Task to carry out: The lines to extract run from the first line of the entries through the line that contains "- Removes output"; reproduce exactly those lines and no others.

**** Data supplied ****

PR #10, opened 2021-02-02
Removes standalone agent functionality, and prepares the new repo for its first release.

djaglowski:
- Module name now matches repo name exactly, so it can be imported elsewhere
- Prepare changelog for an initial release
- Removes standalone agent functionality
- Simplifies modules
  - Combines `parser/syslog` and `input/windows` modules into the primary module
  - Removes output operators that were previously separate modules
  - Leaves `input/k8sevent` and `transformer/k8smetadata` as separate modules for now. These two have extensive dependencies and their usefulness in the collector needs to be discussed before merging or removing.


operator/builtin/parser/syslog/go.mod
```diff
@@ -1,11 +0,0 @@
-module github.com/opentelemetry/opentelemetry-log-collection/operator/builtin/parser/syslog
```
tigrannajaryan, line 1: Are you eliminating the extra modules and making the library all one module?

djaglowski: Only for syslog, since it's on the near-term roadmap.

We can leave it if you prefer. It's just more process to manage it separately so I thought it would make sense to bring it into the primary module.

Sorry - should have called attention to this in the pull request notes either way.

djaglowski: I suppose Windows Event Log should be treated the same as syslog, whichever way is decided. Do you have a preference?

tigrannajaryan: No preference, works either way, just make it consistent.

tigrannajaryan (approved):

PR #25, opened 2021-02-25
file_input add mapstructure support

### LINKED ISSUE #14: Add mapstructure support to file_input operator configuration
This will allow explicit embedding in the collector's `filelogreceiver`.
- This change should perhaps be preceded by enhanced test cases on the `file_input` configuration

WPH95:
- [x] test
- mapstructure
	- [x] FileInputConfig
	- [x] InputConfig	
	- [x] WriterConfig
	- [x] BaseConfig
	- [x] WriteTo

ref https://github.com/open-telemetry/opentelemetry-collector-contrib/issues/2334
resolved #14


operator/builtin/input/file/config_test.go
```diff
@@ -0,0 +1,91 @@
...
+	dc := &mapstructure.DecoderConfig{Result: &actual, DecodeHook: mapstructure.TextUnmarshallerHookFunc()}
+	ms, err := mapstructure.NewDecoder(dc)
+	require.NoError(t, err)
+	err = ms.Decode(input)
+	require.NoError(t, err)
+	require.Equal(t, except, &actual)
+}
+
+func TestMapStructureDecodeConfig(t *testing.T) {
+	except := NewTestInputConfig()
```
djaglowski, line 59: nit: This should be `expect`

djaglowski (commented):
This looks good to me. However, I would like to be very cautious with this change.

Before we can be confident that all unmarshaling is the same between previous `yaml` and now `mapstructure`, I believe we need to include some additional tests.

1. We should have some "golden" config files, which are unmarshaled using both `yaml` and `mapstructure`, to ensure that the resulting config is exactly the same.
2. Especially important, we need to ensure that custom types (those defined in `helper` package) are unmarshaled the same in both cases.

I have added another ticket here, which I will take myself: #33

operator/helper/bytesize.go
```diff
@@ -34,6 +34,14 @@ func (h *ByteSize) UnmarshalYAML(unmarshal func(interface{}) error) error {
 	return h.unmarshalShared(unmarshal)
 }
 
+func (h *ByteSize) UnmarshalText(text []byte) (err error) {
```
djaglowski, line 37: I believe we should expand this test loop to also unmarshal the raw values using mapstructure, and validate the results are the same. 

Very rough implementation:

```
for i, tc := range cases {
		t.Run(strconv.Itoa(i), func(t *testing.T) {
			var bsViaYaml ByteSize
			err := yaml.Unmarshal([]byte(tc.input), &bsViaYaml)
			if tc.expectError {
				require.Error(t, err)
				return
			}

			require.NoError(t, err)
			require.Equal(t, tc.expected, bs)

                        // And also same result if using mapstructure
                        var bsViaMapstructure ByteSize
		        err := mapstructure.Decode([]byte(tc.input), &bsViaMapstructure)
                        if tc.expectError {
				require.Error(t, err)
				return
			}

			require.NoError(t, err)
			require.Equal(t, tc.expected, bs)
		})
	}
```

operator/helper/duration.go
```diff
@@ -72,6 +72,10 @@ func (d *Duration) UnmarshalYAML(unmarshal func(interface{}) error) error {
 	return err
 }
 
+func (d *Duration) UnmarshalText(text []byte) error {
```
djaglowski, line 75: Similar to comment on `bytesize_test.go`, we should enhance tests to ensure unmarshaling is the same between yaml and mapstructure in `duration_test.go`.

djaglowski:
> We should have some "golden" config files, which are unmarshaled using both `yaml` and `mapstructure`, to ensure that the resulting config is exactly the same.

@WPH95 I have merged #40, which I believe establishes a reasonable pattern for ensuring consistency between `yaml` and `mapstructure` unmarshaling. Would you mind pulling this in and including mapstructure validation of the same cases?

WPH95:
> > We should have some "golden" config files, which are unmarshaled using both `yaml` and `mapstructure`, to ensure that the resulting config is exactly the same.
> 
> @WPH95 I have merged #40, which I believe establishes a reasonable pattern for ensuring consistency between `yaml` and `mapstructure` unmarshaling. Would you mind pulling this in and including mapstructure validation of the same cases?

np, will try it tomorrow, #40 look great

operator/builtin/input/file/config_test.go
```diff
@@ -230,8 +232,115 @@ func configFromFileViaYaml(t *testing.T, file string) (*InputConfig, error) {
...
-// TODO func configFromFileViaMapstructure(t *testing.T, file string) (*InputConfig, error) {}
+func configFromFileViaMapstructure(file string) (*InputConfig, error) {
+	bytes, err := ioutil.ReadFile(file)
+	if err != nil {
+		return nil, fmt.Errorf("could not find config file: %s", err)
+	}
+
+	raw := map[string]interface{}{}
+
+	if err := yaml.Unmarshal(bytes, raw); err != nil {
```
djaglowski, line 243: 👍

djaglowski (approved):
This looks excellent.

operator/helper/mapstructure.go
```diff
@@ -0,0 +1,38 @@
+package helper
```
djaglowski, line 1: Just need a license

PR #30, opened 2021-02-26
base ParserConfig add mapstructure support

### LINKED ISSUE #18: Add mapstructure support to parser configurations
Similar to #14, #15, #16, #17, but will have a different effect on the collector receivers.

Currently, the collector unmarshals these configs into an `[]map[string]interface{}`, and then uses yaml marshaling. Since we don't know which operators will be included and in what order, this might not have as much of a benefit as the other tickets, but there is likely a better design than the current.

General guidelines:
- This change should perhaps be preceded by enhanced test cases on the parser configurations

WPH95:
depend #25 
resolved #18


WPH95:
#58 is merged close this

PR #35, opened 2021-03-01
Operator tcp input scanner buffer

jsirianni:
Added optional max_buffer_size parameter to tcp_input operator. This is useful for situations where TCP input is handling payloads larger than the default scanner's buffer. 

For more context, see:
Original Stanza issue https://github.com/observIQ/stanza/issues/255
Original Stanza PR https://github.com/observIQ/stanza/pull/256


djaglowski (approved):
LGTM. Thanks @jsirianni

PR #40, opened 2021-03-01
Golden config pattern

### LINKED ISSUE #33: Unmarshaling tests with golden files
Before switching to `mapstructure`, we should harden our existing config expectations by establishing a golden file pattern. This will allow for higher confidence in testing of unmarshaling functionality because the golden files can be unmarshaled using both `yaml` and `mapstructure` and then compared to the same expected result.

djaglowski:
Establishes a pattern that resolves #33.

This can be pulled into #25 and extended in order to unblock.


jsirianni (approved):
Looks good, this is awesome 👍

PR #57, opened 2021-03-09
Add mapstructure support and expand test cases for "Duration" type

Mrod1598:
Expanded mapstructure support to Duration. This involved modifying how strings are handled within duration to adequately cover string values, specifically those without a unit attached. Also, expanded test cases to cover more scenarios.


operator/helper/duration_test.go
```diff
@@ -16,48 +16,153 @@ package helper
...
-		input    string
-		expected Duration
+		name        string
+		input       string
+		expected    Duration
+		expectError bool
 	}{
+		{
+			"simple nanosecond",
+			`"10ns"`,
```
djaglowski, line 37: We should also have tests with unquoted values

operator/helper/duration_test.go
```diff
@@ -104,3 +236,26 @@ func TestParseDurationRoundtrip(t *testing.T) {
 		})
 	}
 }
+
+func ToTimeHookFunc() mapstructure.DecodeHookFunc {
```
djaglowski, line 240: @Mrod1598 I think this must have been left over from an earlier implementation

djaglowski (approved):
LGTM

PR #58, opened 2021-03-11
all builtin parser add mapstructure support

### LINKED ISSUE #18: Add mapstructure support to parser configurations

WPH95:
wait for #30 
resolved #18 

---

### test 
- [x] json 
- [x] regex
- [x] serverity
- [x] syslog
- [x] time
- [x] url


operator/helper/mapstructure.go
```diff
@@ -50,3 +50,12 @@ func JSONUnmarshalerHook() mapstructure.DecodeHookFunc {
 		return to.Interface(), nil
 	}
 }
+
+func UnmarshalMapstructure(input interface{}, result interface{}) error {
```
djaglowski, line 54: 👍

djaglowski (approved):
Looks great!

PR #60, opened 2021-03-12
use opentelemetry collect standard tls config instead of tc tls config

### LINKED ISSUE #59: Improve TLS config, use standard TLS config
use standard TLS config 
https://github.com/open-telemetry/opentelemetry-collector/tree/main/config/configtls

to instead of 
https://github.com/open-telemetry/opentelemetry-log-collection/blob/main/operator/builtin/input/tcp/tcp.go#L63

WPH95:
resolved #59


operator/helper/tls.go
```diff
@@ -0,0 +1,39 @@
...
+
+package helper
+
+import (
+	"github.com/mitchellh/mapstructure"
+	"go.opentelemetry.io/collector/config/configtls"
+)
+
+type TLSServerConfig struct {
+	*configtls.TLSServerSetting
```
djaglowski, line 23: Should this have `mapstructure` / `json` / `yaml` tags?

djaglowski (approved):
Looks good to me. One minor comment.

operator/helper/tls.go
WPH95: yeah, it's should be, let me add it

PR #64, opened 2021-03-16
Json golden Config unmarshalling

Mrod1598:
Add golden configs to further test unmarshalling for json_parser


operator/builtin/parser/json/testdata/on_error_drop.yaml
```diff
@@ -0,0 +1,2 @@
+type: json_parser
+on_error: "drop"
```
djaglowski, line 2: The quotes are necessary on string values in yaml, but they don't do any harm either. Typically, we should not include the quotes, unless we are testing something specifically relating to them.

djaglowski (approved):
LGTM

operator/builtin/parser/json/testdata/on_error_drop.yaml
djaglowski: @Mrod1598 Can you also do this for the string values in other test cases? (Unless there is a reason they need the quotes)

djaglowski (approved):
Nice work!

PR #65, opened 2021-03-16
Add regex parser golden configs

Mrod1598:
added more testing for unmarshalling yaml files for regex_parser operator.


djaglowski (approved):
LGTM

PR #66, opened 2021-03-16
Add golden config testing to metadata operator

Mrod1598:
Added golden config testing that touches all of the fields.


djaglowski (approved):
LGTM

****

Exercise answer:
PR #10, opened 2021-02-02
Removes standalone agent functionality, and prepares the new repo for its first release.

djaglowski:
- Module name now matches repo name exactly, so it can be imported elsewhere
- Prepare changelog for an initial release
- Removes standalone agent functionality
- Simplifies modules
  - Combines `parser/syslog` and `input/windows` modules into the primary module
  - Removes output operators that were previously separate modules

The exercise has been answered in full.